BTW, there are some ideas around about automatically merging two incomplete
transactions. This problem is the dual of solving the issue of settlement
dates, i.e., the problem being that the dates of each of the two sides may
settlement on different days.
See http://furius.ca/beancount/doc/proposal-settlement for some ruminations
and scour the mailing-list, there is more discussion about this.



- Assigning the right category (you can automate this with a script I
>> suppose; frankly it's not much work, I do all of mine manually with the
>> help of auto-completion from Emacs, which is the most important feature IMO)
>>
>
> Huh. Yes, I'll definitely have to look into the emacs mode. I assumed once
> it was in ledger format it would be *a lot* harder to navigate around vs.
> just doing it while it's already in a spreadsheet format.
>

Definitely not, text is there for your pleasure. You typically organize
your Ledger input file in the order that makes the most sense for you
(minus some constraints: Ledger will report the transactions in the order
they appear in the file and the balance assertions are computed as such.
Beancount sorts everything by date so order doesn't matter).

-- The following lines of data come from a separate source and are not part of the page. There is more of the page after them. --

Issue #1682, opened 2024-03-29
Speed up toggling masks


bnmajor:
After the Mask Manager refactor there appears to be a slow down in updating the image when masks are toggled on/off. Need to investigate and improve speeds.

PR #1683, opened 2024-03-29
Performance improvements for toggling mask display

psavery:
On one example, it was taking ~6 seconds to change a single mask display type. Now it takes ~0.37 seconds for that same example.

Fixes: #1682


saransh13 (approved):
Really impressive improvement in masking performance! Tested it on some usual cases (PXRDIP and TARDIS). Ready to merge.

PR #1686, opened 2024-04-09
Add and integrate generic calibration dialog

psavery:
A generic calibration dialog was added that re-uses the same dialog
for various calibration workflows. This allows users to utilize
the new lmfit parameters (from hexrd/hexrd#628) as well as more
generally control the calibration procedure (including "undo", or
changing refinable parameters and running again), after points have
been picked.

The "Fast Powder" and "Composite (Laue and Powder)" have been updated
to utilize this generic calibration dialog.

Depends on: hexrd/hexrd#628


saransh13 (approved):
Passed all tests. LGTM

Issue #1432, opened 2023-05-03
Polar lineout powder lines are repeated


psavery:
Right now, the mean (for x) of each detector's powder line is drawn in the lineout. This isn't usually noticeable because most of the time, each detector has the same mean value for their powder line. But if the overlays are distorted, and some masking or panel buffers are applied, you can end up with different means per detector, which results in extra powder lines in the lineout. Instead, we should concatenate points across all detectors, take the mean, and draw that once in the lineout.

PR #1687, opened 2024-04-11
Aggregate HKL powder lines in the polar lineout

psavery:
Before this PR, each detector would draw the mean of its own powder line data in the polar view azimuthal lineout. This isn't noticeable when the powder lines are completely straight. However, when the powder lines are not completely straight, the duplicate lines would be visible as separate means.

To avoid this, concatenate all lines that belong to the same HKL from each detector, and take their mean together. Use this mean to draw a single line in the azimuthal lineout. Repeat this kind of thing for the ranges, too.

# Before
before

# After
after

Fixes: #1432


saransh13 (approved):
changes look good.

PR #1688, opened 2024-04-11
Improve performance of generating polar masks

psavery:
For a large number of polar masks, `create_hedm_instrument()` was taking a lot of cumulative time, since it was being called repeatedly. Provide the option to pass it in as an argument for performance.

Also, an intensity-corrected images dict was being repeatedly created. Now, we skip that step if the PolarView is initialized with an instrument that is `None`.

This resulted in a ~50% performance improvement for generating the polar view with an example that had 42 masks.

### DIFF
--- a/hexrdgui/calibration/polarview.py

- Moving the resulting transactions to the right place in your file.
>>
>
> I'll have to look into this more. I get that this is the ledger list...
> but is beancount different in this respect? From reading your docs, it
> sounded like beancount didn't care about order. Or are there other reasons
> (besides date) that one would have to move transactions around?
>

In Ledger, the reporting is done in file order. Balance assertions as well.
In Beancount, order is by date, so you don't have to care about how you
organize them.
I think - but I'm not 100% sure - that most Ledger users must store their
input file by section, and in each section in date order, to minimize the
number of out-of-order transactions if they print out a register.
I use org-mode to create sections and each section is stored in date order
for some subset of accounts.



> - Verifying balances visually, or inserting a balance directive which
>> asserts what the final account balance should be (for correctness) after
>> the new transactions.
>>
>> If you do it often enough and you have editing chops, you get used to the
>> dance and it's a breeze.
>> I think the fourth step can be hypothetically solved using heuristics.
>>
>>
>>
>> I feel like I must be missing something with respect to getting the
>>> from/to accounts added to the bank data.
>>>
>>> Perhaps to take a step back...
>>> - are the majority of folks writing their transactions by hand in ledger
>>> format?
>>>
>>
>> Can't say about others, but for me I want to say that about half the
>> importing is semi-automatic.
>> - Credit cards and banks import from downloads but I need to categorize
>> manually (as described above), fairly good quality downloads.
>> - Investment accounts fully automated buys but I need to manually edit
>> sales in some accounts. Great quality of downloads.
>> - Payroll stubs and vesting and a few other things are provided only as
>> PDFs and I don't bother trying to extract (though I've made some headway
>> towards this, it's incomplete; it turns out fully automating table
>> extraction from PDF isn't trivial. The best OSS solution is TabulaPDF by
>> far but you still need to manually identify where the table is).
>> - Cash transactions: I have to enter those by hand. I only book non-food
>> expenses as individual transactions directly, and for food maybe once every
>> six months I'll count my wallet balance and insert one transaction per
>> month to debit away the cash account toward food. If you do this, you end
>> up with surprisingly little transactions to book manually, maybe a
>> few/week. I suppose it could depend on lifestyle choices.
>>
>> It takes me less than 1 hour/week to run through the active accounts,
>> usually first thing Saturday morning when I get up. Most of the pain is
>> logging with user/passwords into the various institutions and clicking the
>> right buttons to generate the downloaded files. Extraction and filing is
>> automated using importers I wrote against LedgerHub. Less active accounts
>> are updated every quarter or when I feel like it.
>>
>>
> This is a helpful time estimate/reference. My main account (checking) has
> ~100 transactions per month. I don't mind categorizing them myself, but I
> hoped for a quick-ish way to do that. Typing "expenses:blah:blah" is pretty
> fast in a spreadsheet. While I *use* emacs, I'm no navigation whiz, and
> going to the right place in a block of text to type the same thing seems
> super tedious vs. a spreadsheet. Hence I was puzzled that I couldn't use
> ledger's convert command to just bring in accounts from the .csv along with
> the rest. After all, all the dates and amounts are there, one can add
> payees... why not accounts?
>

You can probably script that away with a few rules.
I admit that 100 txns/month is more than I have, and I might look into
auto-categorizing most of it myself if I were in that situation.
Problem is, everyone's little scripts appear to have little in common.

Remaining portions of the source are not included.